Stored records:
+-------+

PR #194, opened 2023-11-05
Verification Page

owen-sellner:
## Notion task link

[Login/Signup Verification](https://www.notion.so/uwblueprintexecs/Login-Signup-Verification-43263134e4e14481a0de27c0c011a780)

## Implementation description
* Updated `AuthenticatedUser` type to include if the user is verified in `AuthTypes.tsx`
* Updated login and register in `auth_routes.py`
* Created `is_authorized_by_token` in `auth_service.py` to check if a user is verified using the access token
* Created `isVerified` in `AuthAPIClient.ts` for the verification page button to update the AuthenticatedUser context if the user becomes verified

## Steps to test
1. Access the database using `docker exec -it SHOW-database /bin/bash -c "psql -U postgres -d show_db"`
2. Invite a new account using `insert into users (first_name, last_name, role, user_status, email) values ('your first name', 'your last name', 'Admin', 'Invited', 'your email');`
3. Check if after the Signup page the user is taken to the verification page 
4. Check that pressing the button on the Verification page prompts the user with an error toast message
5. Verify account from email
6. Check that pressing the button on the Verification page takes the user to the homepage
7. Logout from the account
8. Sign in to account from Login page and check that the user is taken directly to the homepage 

* Should there be a button for the user to logout from the Verification page to prevent getting stuck if the verification email expires? 

## Screenshot
image

## Checklist


frontend/src/components/auth/PrivateRoute.tsx
```diff
@@ -17,11 +16,23 @@ const PrivateRoute: React.FC<PrivateRouteProps> = ({
...
 
-  return authenticatedUser ? (
+  if (authenticatedUser === null) {
+    return (
+      <Redirect to={LOGIN_PAGE} />
+    )
+  }
+
+  if (authenticatedUser.verified === false) {
+    if (!window.location.pathname.endsWith("/verification")) {
```
connor-bechthold: Nit: React router has a built in way to do this

```
import { useLocation } from 'react-router-dom';
const location = useLocation();
const currentPath = location.pathname;
```

Also I'm assuming you're checking this because otherwise you'll be stuck on an infinite loop on the verification page?

frontend/src/components/auth/Verification.tsx
```diff
@@ -0,0 +1,63 @@
...
+  const history = useHistory();
+  const { authenticatedUser, setAuthenticatedUser } = useContext(AuthContext);
+
+  const handleVerification = async () => {
+    if (authenticatedUser) {
+      const authUser = authenticatedUser;
+      console.log(authUser.verified);
+      authUser.verified = await authAPIClient.isVerified();
+      setAuthenticatedUser(authUser);
+      console.log(authenticatedUser);
```
connor-bechthold: can be removed

frontend/src/components/auth/Verification.tsx
```diff
@@ -0,0 +1,63 @@
...
+
+const Verification = (): React.ReactElement => {
+  const newToast = CreateToast();
+  const history = useHistory();
+  const { authenticatedUser, setAuthenticatedUser } = useContext(AuthContext);
+
+  const handleVerification = async () => {
+    if (authenticatedUser) {
+      const authUser = authenticatedUser;
+      console.log(authUser.verified);
```
connor-bechthold: can be removed

frontend/src/components/forms/Signup.tsx
```diff
@@ -132,6 +133,7 @@ const Signup = ({
     }
   };
 
+
```
connor-bechthold: can remove this newline

frontend/src/components/forms/Signup.tsx
```diff
@@ -140,7 +142,10 @@ const Signup = ({
   };
 
   if (authenticatedUser) {
-    return <Redirect to={HOME_PAGE} />;
+    if (isVerified) {
```
connor-bechthold: Is there a point of `isVerified`? It looks like it's always going to be false regardless

connor-bechthold (approved):
you did a really good job on this future pl moment fr

had a couple nits/housekeeping comments to look at but otherwise this is good to go 👨‍🍳

backend/app/services/implementations/auth_service.py
```diff
@@ -219,3 +219,13 @@ def is_authorized_by_email(self, access_token, requested_email):
...
+        
+    def is_authorized_by_token(self, access_token):
+        try:
+            decoded_id_token = firebase_admin.auth.verify_id_token(
+                access_token, check_revoked=True
+            )
+            firebase_user = firebase_admin.auth.get_user(decoded_id_token["uid"])
+            return firebase_user.email_verified
+        except:
+            return False
```
kevin-pierce: So one q here ; this function returns a `True` / `False`, but when there's an exception it by default returns false. This, however, will not cause the exception to be caught in the calling sites (for instance, in the route calling `is_verified`, if an exception is raised within `is_authorized_by_token`, we will never see it propagate up, and thus will return a 200 still). Just wanted to know if this was intentional ; otherwise, I think we should introduce some custom exceptions to account for the error down here, and throw that instead of returning `False` by default

frontend/src/components/auth/PrivateRoute.tsx
```diff
@@ -16,12 +15,26 @@ const PrivateRoute: React.FC<PrivateRouteProps> = ({
   path,
 }: PrivateRouteProps) => {
   const { authenticatedUser } = useContext(AuthContext);
+  const location = useLocation();
+  const currentPath = location.pathname;
+
+  if (authenticatedUser === null) {
```
kevin-pierce: nit: I think it might be better to check for _all_ possible falsey values here by simply checking for `if (!authenticatedUser)` for extra safety

kevin-pierce (approved):
One minor nit, and a more general q about the exception handling for the verification endpoint ; personally I think that the exception stuff would require a bit of an overhaul, and so perhaps it could be broken out into its own ticket

phamkelly17 (approved):
lgtm

frontend/src/components/auth/PrivateRoute.tsx
connor-bechthold: +1

backend/app/services/implementations/auth_service.py
connor-bechthold: I think we should at least console out an error here (as a temp soln) just so we have some visibility around this in our logs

+-------+

Assigned task:
Return the entries exactly through the "verification email expires?" line.

Exercise output:
PR #194, opened 2023-11-05
Verification Page

owen-sellner:
## Notion task link

[Login/Signup Verification](https://www.notion.so/uwblueprintexecs/Login-Signup-Verification-43263134e4e14481a0de27c0c011a780)

## Implementation description
* Updated `AuthenticatedUser` type to include if the user is verified in `AuthTypes.tsx`
* Updated login and register in `auth_routes.py`
* Created `is_authorized_by_token` in `auth_service.py` to check if a user is verified using the access token
* Created `isVerified` in `AuthAPIClient.ts` for the verification page button to update the AuthenticatedUser context if the user becomes verified

## Steps to test
1. Access the database using `docker exec -it SHOW-database /bin/bash -c "psql -U postgres -d show_db"`
2. Invite a new account using `insert into users (first_name, last_name, role, user_status, email) values ('your first name', 'your last name', 'Admin', 'Invited', 'your email');`
3. Check if after the Signup page the user is taken to the verification page 
4. Check that pressing the button on the Verification page prompts the user with an error toast message
5. Verify account from email
6. Check that pressing the button on the Verification page takes the user to the homepage
7. Logout from the account
8. Sign in to account from Login page and check that the user is taken directly to the homepage 

* Should there be a button for the user to logout from the Verification page to prevent getting stuck if the verification email expires? 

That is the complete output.